Naseri Ardalan, Yue William, Zhang Shaojie, Zhi Degui
School of Biomedical Informatics, University of Texas Health Science Center at Houston, Houston TX 77030, USA.
Department of Computer Science, University of Central Florida, Orlando, FL 32816, USA.
bioRxiv. 2023 Jan 10:2023.01.09.523304. doi: 10.1101/2023.01.09.523304.

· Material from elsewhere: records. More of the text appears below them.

PR #6281, opened 2026-07-21
fix(parser): treat single-quoted spans as opaque in token-list splitters (Reef Worm)

JacobWoodson:
## The bug

Reef Worm creates a **cascading token**: a Fish that on death makes a Whale that on death makes a Kraken. The Oracle text nests the grants by quote depth — the Fish's ability in `"…"`, the Whale's in `'…'`:

```
create a 3/3 blue Fish creature token with "When this token dies,
create a 6/6 blue Whale creature token with 'When this token dies,
create a 9/9 blue Kraken creature token.'"
```

#4230 made the **outer** double-quoted span opaque to the token-list splitters, so the outer token stopped being misread as a `ChooseOneOf`. That fix was only half the story: the splitters' opaque unit covered **double quotes only**. One level down — parsing the Fish's trigger effect — the delimiter is **single** quotes, so `split_choice_list_items` severed the Whale clause at the `, create` inside `'…, create a 9/9 … Kraken.'`.

The result: Whale and Kraken came out as **siblings** (a bogus `ChooseOneOf`) with mangled descriptions (`"create a 6/6 … 'When ~ dies"`, `"create create a 9/9 … token.'"`), instead of a Whale that carries its own Kraken dies-trigger. So killing the Fish made *both* a Whale and a Kraken at once, and the Whale had no ability — the entire cascade past stage 1 was wrong.

## The fix

Adds a single-quoted span as an opaque unit in both `split_choice_list_items` (the splitter Reef Worm hits) and `split_create_token_sequence` (same latent defect class).

The single-quote unit is anchored on `" '"` — **space then quote**. An ability opener is always space-preceded (`with '…'`); a possessive apostrophe (`owner's`) never is. So the anchor matches grant delimiters and leaves possessives as plain characters — no new ambiguity.

## Test

The existing `reef_worm_nested_token_is_not_modal_choice` asserted only the outer token's *name* and `..`-ignored everything else, which is exactly why the depth-2 break survived #4230. Replaced it with `reef_worm_nested_token_cascade`, which walks the full chain:

```
Fish → GrantTrigger(dies) → Whale → GrantTrigger(dies) → Kraken
```

Verified **red** without the fix — it reproduces the sibling `ChooseOneOf` with the mangled descriptions.

## Verification

- `cargo test -p engine --lib` — 17,386 passed, 0 failed
- `cargo test -p engine --test integration` — 3,649 passed, 0 failed
- `./scripts/check-parser-combinators.sh` — Gate G / Gate A pass
- `cargo fmt --all`

Follow-up to #4230.

## Summary by CodeRabbit

* **Bug Fixes**
  * Improved parsing of nested ability text inside choice lists by correctly treating specific single-quoted spans as opaque units.
  * Prevented contractions/possessives and embedded apostrophes from being misread as span terminators.
  * Fixed end-to-end nesting for dies-triggered token cascades (Fish → Whale → Kraken), including the leaf token.
  * Ensured sibling quoted items remain distinct and aren’t incorrectly merged or split.

* **Tests**
  * Replaced Reef Worm regression with full cascade-structure assertions.
  * Added quote-span regression tests covering embedded apostrophes, item bounding, sibling separation, and the card ingestion path.


matthewevans (changes requested):
**[HIGH]** The new single-quoted opaque unit still splits valid nested grants at an apostrophe. Evidence: `crates/engine/src/parser/oracle_effect/mod.rs:4707` and `crates/engine/src/parser/oracle_effect/mod.rs:4863` use `take_until("'")`, so an inner `can't` or `owner's` is consumed as the closing quote; the subsequent `, create a …` is visible to the list splitter again. Why it matters: the PR claims this preserves nested token grants, but any such grant with an ordinary contraction or possessive can still become a bogus choice/sequence and resolve the cascade incorrectly. The existing token parser already documents and tests the required pairing rule: `crates/engine/src/parser/oracle_effect/token.rs:1114-1121` and `1247-1285` select the structural closing delimiter so apostrophes remain content. Suggested fix: factor/reuse a structurally anchored quote-span parser for both splitters, and add a full Fish → Whale → Kraken regression where the single-quoted ability contains `can't` or a possessive before an internal list separator.

matthewevans:
The current-head parse-diff artifact is now available and reports **no card-parse changes detected**: https://github.com/phase-rs/phase/pull/6281#issuecomment-5036307595. That conflicts with the PR's stated Reef Worm behavior change. The synthetic `parse_effect_chain` fixture is not enough to establish that the real card-data path changed; please add current-head evidence through the actual Reef Worm card parse/runtime path and explain the parse-diff result before this can be reconsidered.

matthewevans:
@coderabbitai review

matthewevans:
@coderabbitai full review

matthewevans:
@coderabbitai full review

matthewevans:
@coderabbitai full review

matthewevans (changes requested):
**Request changes — the current head still has a quote-boundary parser defect and does not prove a Reef Worm card-path change.**

## 🔴 Blocker

`crates/engine/src/parser/oracle_effect/mod.rs:4706` and `:4862` still use `take_until("'")` after recognizing the space-anchored opener. An apostrophe inside the span (for example, `can't` or `owner's`) becomes the closing delimiter, exposing a later `, create …` to the surrounding token-list splitter. This is the same current-head defect identified in the existing maintainer and CodeRabbit reviews; the current test at `tests.rs:44792` has neither form. Use one structurally paired single-quote span parser for both splitters, with a closing boundary that preserves embedded apostrophes, and cover a Fish → Whale → Kraken cascade containing a contraction or possessive before an internal separator.

`crates/engine/src/parser/oracle_effect/tests.rs:44838` only calls `parse_effect_chain`; it does not exercise Reef Worm's production card ingestion path. The current-head parse-diff artifact reports “No card-parse changes detected,” so the claimed Reef Worm behavior remains unproven. Add a `parse_oracle_text` regression using Reef Worm's Oracle text and retain the cascade assertions; it must distinguish this change from the base behavior.

**Recommendation: request changes.** Resolve the delimiter boundary and add the production-path regression, then rerun the parse-diff artifact on the resulting head.

matthewevans:
@coderabbitai review

matthewevans:
@coderabbitai full review

JacobWoodson:
Thanks — both blockers addressed.

**Structural close (was: `take_until("'")`).** Replaced the inline unit in both splitters with a shared `opaque_single_quoted_span` combinator that applies the same pairing rule as `token::find_anchored_single_quoted_span`: opener anchored on `" '"` (a possessive never STARTS a span) and closer = the LAST `'` in the input (an embedded `can't`/`owner's` is content, not the close). Single quotes never nest in Oracle templating, so the final `'` is unambiguously the ability's close. The combinator is generic over the nom error type so both splitters share one implementation (the choice splitter uses the default `Error`, the sequence splitter uses `OracleError`).

- `opaque_single_quoted_span_closes_at_last_apostrophe` — unit test: two embedded apostrophes stay content; a bare possessive does not open a span.
- `nested_token_cascade_survives_embedded_apostrophe` — Fish → Whale → Kraken where the nested single-quoted grant contains `opponent's` before the internal `, create`. Verified **red** with the old first-apostrophe close (Whale/Kraken split into siblings).

**Production card-path regression.** Added `reef_worm_card_path_builds_cascade`, which runs Reef Worm's actual printed Oracle text through `parse_oracle_text` (not `parse_effect_chain`) and asserts all three cascade tokens are present, nested outer→inner (Fish, then Whale, then Kraken), and not a `ChooseOneOf`.

Verification: `cargo test -p engine --lib` (17,481), integration (token/choice), clippy, fmt, parser gates G/A all green on the merged-main base.

matthewevans (changes requested):
**Request changes — the current head has two parser-regression gaps.**

## 🔴 Blocker

`crates/engine/src/parser/oracle_effect/mod.rs:4858-4863` opens at `" '"` then uses `after_open.rfind('\'')` across the entire remaining list input. With two sibling list items that each carry a single-quoted grant, the first span consumes the separator and the second item through its closing quote. That prevents the surrounding `separated_list1` from seeing the sibling boundary, so the new opaque unit is not compositional for valid list items. Make the close belong to the current quoted item rather than the tail-wide final apostrophe, and add a regression with two sibling quoted items (including an embedded possessive/contraction in the first span).

`crates/engine/src/parser/oracle_effect/tests.rs:44953-44970` calls the card path, but then proves the cascade only through `format!("{dies:?}")` substring presence and debug-print order. A flat Fish/Whale/Kraken sibling shape can produce the same depth-first text and pass those assertions. Reuse the existing `granted_dies_token` structural traversal to follow `Effect::Token` → `GrantTrigger` → `Effect::Token` for Fish, Whale, and Kraken on the `parse_oracle_text` result.

## ✅ Clean

The current parse-diff sticky artifact reports no card-parse changes, which is consistent with this being a parser-shape correction rather than a coverage count change. The production-path test is therefore the right evidence to strengthen; it must assert the nested AST shape directly.

**Recommendation: request changes.** Fix the item-bounded single-quote close and replace the debug-order check with structural traversal, then rerun the existing parser/card-data CI evidence on the new head.

JacobWoodson:
Thanks — both blockers addressed.

**Item-bounded close.** The close is no longer a tail-wide `rfind`; it is the first `'` **not followed by an ASCII alphanumeric**. A contraction/possessive apostrophe (`can't`, `owner's`) is always glued to a following letter, so it stays content; a real closing quote is followed by punctuation, a space, `"` or end of input — so the span closes at its own quote and `separated_list1` keeps seeing sibling boundaries. Two new regressions, both verified **red** with the tail-wide close:
- `opaque_single_quoted_span_is_item_bounded_and_keeps_contractions` — unit: sibling spans stay separate; the first span keeps an embedded possessive.
- `sibling_quoted_token_items_stay_separate` — splitter-level: a disjunctive list with two quoted items (contraction embedded in the first) still splits into exactly two items, each keeping its own span.

The doc comment records why this deliberately differs from `token::find_anchored_single_quoted_span`'s last-`'` rule (that helper sees a single token's suffix; this combinator runs inside a list), and the one shape the rule cannot hold — a bare *plural* possessive (`opponents'`, apostrophe then space) inside the span. No printed card nests one in a single-quoted grant; flagging rather than hiding it.

**Structural card-path traversal.** `granted_dies_token` (the `Effect::Token` → `GrantTrigger`(ChangesZone) → execute hop) is hoisted to module level and shared. `reef_worm_card_path_builds_cascade` now walks Fish → Whale → Kraken structurally on the `parse_oracle_text` result and asserts the Kraken leaf — no substring or debug-print-order checks remain.

Verification: `cargo test -p engine --lib` (17,482), integration (token/choice), clippy, fmt, parser gates G/A all green.

matthewevans (changes requested):
**Verdict: Request changes — the shared quote parser still misclassifies a normal possessive as a closing delimiter.**

## 🔴 Blocker

**[MED]** Do not treat every apostrophe followed by whitespace as the end of a single-quoted span. Evidence: `crates/engine/src/parser/oracle_effect/mod.rs:4858-4882` explicitly documents that `opponents'` is unsupported, and the closer stops on its apostrophe because the next character is a space. Why it matters: this helper is used by both token and choice-list splitters; a quoted nested grant containing a plural possessive before an internal `, create` exposes that separator and recreates the malformed split for a valid class of Oracle text. Suggested fix: make the quote-boundary rule distinguish a delimiter from plural possessives without narrowing the supported grammar, and add a Fish → Whale → Kraken regression with `opponents'` before an internal separator.

JacobWoodson:
Addressed — the plural possessive is now span content, not a close.

**The rule.** A plural possessive hangs its apostrophe off a trailing `s` with prose continuing after whitespace (`opponents' creatures`); a genuine close never has that shape, because a quoted granted ability ends with terminal punctuation (`.`, or the Bronzehide comma convention) or a non-`s` keyword. So the close scan now treats `'` as content when it is alphanumeric-glued (`can't`, `owner's`) **or** preceded by `s`/`S` and followed by whitespace — everything else closes the span. This widens the grammar rather than narrowing it: sibling-item boundedness is unchanged (a close after `.'`/`,'` is still a close, and both sibling regressions still pass).

The one residual shape — quoted text ending in a bare `s`-word with *no* terminal punctuation immediately before the close — is unprintable under Oracle's quoted-grant punctuation convention; the doc comment records it explicitly rather than leaving it implied.

**Regression.** `nested_token_cascade_survives_embedded_apostrophe` is now parameterized over both apostrophe shapes — singular `opponent's` and plural `opponents'` — each placed in the nested grant **before** the internal `, create` separator, asserting the full Fish → Whale → Kraken nesting structurally. Verified **red** for the plural variant with the rule disabled.

Verification: `cargo test -p engine --lib` (17,482), integration (token/choice), clippy, fmt, parser gates G/A all green.

matthewevans (changes requested):
**Verdict: Request changes — the plural-possessive heuristic now rejects a valid closing delimiter.**

## 🔴 Blocker

**[MED]** Do not classify every `s'` followed by whitespace as a plural possessive. Evidence: `crates/engine/src/parser/oracle_effect/mod.rs:4883-4892` advances past any such apostrophe; therefore a sibling-list item ending `with 'This token has prowess' or ...` treats the closing quote after `prowess` as content. Why it matters: this shared item-bounded splitter then consumes into the next item or fails to find a close, so the generalized quoted-grant class remains malformed even though the new `opponents'` case passes. Suggested fix: use a delimiter rule that can distinguish a completed quoted span from a plural possessive without assuming every quoted ability ends in punctuation, and add the `prowess' or` sibling-list regression alongside the plural-possessive test.

**Recommendation: request changes; keep the `opponents'` coverage while making the span boundary general.**

JacobWoodson:
Addressed — `prowess` was a fair kill of the `s'` heuristic, so it's gone entirely.

**The rule is now lookahead against the item grammar, not a character heuristic.** An apostrophe (not glued to a following alphanumeric) closes the span when it is **preceded by terminal punctuation** (`.'`/`,'`) **or followed by a close boundary** — end of input, the outer `"`, sentence punctuation, or a list-separator phrase (` or `/` and `), via a small `single_quote_close_boundary` helper. A plural possessive fails both sides: it follows a letter and is followed by ordinary continuing prose (` creatures`, ` turns`). No assumption remains that a quoted ability ends in punctuation — `…has prowess' or …` closes because ` or ` is a boundary.

**Regressions.** `sibling_quoted_token_items_stay_separate` is parameterized over both first-span shapes: the punctuation-terminated grant with an embedded contraction, and the bare `s`-keyword close (`…has prowess'`) whose close is only recognizable from the ` or ` boundary. The `opponents'`/`opponent's` cascade regressions stay green under the same rule — both apostrophe families are covered by one mechanism now.

**Residual, documented on the combinator:** a possessive *directly* followed by a separator word (`…all your opponents' or …`) — a dangling possessive Oracle prose never prints.

Verification: `cargo test -p engine --lib` (17,482), clippy, fmt, parser gates G/A all green.

matthewevans (commented):
**Reviewed the refreshed quote-boundary implementation.**

The item-boundary close now covers both previously reported cases: a plural possessive remains content, while a bare `prowess' or …` close remains a delimiter. The sibling-list and nested-cascade regressions exercise those paths. I found no additional concrete parser blocker on this head.

This is held from approval until the in-progress CI and current-head card-data/parse-diff evidence finish. No local build was run.

matthewevans (approved):
Approved: current head uses the shared item-bounded single-quoted span parser, preserves contraction and possessive content, and has structural sibling/cascade regressions. The current parse-diff reports no unrelated card changes.

PR #6283, opened 2026-07-21
ship/native engine shell

matthewevans:
- **feat(desktop): native engine lifecycle — download, verify, spawn, adopt, GC (Workstream E)**
- **fix(desktop): non-fatal native-engine GC, single-instance first, fast-fail health poll**
- **test(desktop): de-flake migration temp dirs with a per-process sequence**


matthewevans:
All three Gemini findings addressed in 86fb649896: KILL is now re-verified against the spawn-record binary after the TERM grace (PID-reuse race); the BSD `ps -o comm=` match accepts a basename (PID still comes from our own spawn record); the Windows pre-delete before rename is removed — `std::fs::rename` already replaces the destination atomically there.

PR #6289, opened 2026-07-21
fix(parser): don't hoist a quoted grant's unless-pay onto the outer clause (Mage's Attendant)

JacobWoodson:
## The bug

Mage's Attendant creates a Wizard token whose granted activated ability is a **soft counter**:

```
create a 1/1 blue Wizard creature token with "{1}, Sacrifice this token:
Counter target noncreature spell unless its controller pays {1}."
```

The token entered with **no abilities at all** — silently, no `Unimplemented` marker. (Debug-spawning the token worked, because that path builds abilities from the catalog, not from this parse — which is why it looked fine in play.)

## Root cause

The clause-level unless-pay extractor (`extract_resolution_unless_pay_modifier`) scanned the **whole chunk** for `unless … pays`, reaching **inside the quoted granted ability**. It matched the Wizard's own `unless its controller pays {1}`, hoisted it onto the outer *create-token* spell, and in stripping that clause from the text it broke the closing `"` of the grant. The token's suffix then had an unbalanced quote, so ability extraction found nothing.

Confirmed by parse dump: the create-token ability came out with `unless_pay = Some(...)` and the token with **0** static abilities.

## Not a missing feature

The soft-counter machinery is complete. The granted activated ability parses correctly on its own — `classify_quoted_inner` produces a `GrantAbility` whose `Counter` effect already carries the `unless_pay` — exactly as **Mana Leak** and **Daze** do at spell level (both have populated `unless_pay` in `card-data.json`). The only defect was the outer scanner reaching into the quote.

## The fix

`extract_resolution_unless_pay_modifier` now masks double-quoted spans (`strip_double_quoted_spans`) before deciding whether an unless-pay belongs to this clause. When every `unless` in the chunk is inside a quoted grant, there's nothing to extract at this level — the pay belongs to the granted ability, where `classify_quoted_inner` already captures it — so the text is returned untouched and the quoted span stays balanced.

A chunk whose unless-pay is genuinely **outside** quotes is unaffected (the mask still shows it), so no soft-counter spell regresses.

Same class as the Reef Worm splitter bug (#6281): a scanner that wasn't quote-aware reaching inside a quoted granted ability.

## Test

`token_grant_soft_counter_keeps_unless_pay_on_the_token` asserts the outer create-token spell carries **no** `unless_pay` and the Wizard token carries the granted `Counter` ability with its `unless_pay` intact. Verified **red** without the fix (the pay is hoisted onto the create-token spell).

## Verification

- `cargo test -p engine --lib` — 17,387 passed, 0 failed
- `cargo test -p engine --test integration` (counter/token/unless) — 509 passed, 0 failed
- `cargo fmt --all`
- Parser combinator gates G / A pass (Family D detector could not run — `python3` unavailable in this environment)

## Summary by CodeRabbit

- **Bug Fixes**
  - Fixed oracle-effect parsing so “unless” clauses inside double-quoted granted-ability text are no longer misidentified as clause boundaries or cost triggers.
  - Kept “unless-pay” conditions correctly attached to the granted token’s ability rather than moving to the surrounding create-token effect.
  - Improved effect text cleanup to maintain correct slice boundaries, including with non-ASCII characters.
- **New Features**
  - Added quote-aware masking for double-quoted spans that preserves original byte length to improve parsing reliability.
- **Tests**
  - Added regression coverage for quoted and nested “unless”/“unless-pay” scenarios, unterminated quotes, and Unicode byte-offset alignment.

While rates of recombination events across the genome (genetic maps) are fundamental to genetic research, the majority of current studies only use one standard map. There is evidence suggesting population differences in genetic maps, and thus estimating population-specific maps are of interest. While the recent availability of biobank-scale data offers such opportunities, current methods are not efficient at leveraging very large sample sizes. The most accurate methods are still linkage-disequilibrium (LD)-based methods that are only tractable for a few hundred samples. In this work, we propose a fast and memory-efficient method for estimating genetic maps from population genotyping data. Our method, FastRecomb, leverages the efficient positional Burrows-Wheeler transform (PBWT) data structure for counting IBD segment boundaries as potential recombination events. We used PBWT blocks to avoid redundant counting of pairwise matches. Moreover, we used a panel smoothing technique to reduce the noise from errors and recent mutations. Using simulation, we found that FastRecomb achieves state-of-the-art performance at 10k resolution, in terms of correlation coefficients between the estimated map and the ground truth. This is mainly due to the fact that FastRecomb can effectively take advantage of large panels comprising more than hundreds of thousands of haplotypes. At the same time, other methods lack the efficiency to handle such data. We believe further refinement of FastRecomb would deliver more accurate genetic maps for the genetics community.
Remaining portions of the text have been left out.